PR #188, opened 2020-02-27
KK-299 | Add tests for event components

badrange:


src/domain/event/Event.tsx
```diff
@@ -86,7 +86,7 @@ const Event: FunctionComponent = () => {
         </div>
       </div>
 
-      <PageWrapper className={styles.wrapper} title={'event'}>
+      <PageWrapper className={styles.wrapper} title={data?.event?.name || ''}>
```
midori0507: can we have fallback to maybe  `event detail` instead?

badrange: I actually think we should return something else entirely if data.event is empty, for example not found..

+++++

*DESCRIPTION OF THE TASK*. Repeat exactly the lines from the one containing "src/domain/event/Event.tsx" to the end of the records.

*EXERCISE SOLUTION*.
src/domain/event/Event.tsx
```diff
@@ -86,7 +86,7 @@ const Event: FunctionComponent = () => {
         </div>
       </div>
 
-      <PageWrapper className={styles.wrapper} title={'event'}>
+      <PageWrapper className={styles.wrapper} title={data?.event?.name || ''}>
```
midori0507: can we have fallback to maybe  `event detail` instead?

badrange: I actually think we should return something else entirely if data.event is empty, for example not found..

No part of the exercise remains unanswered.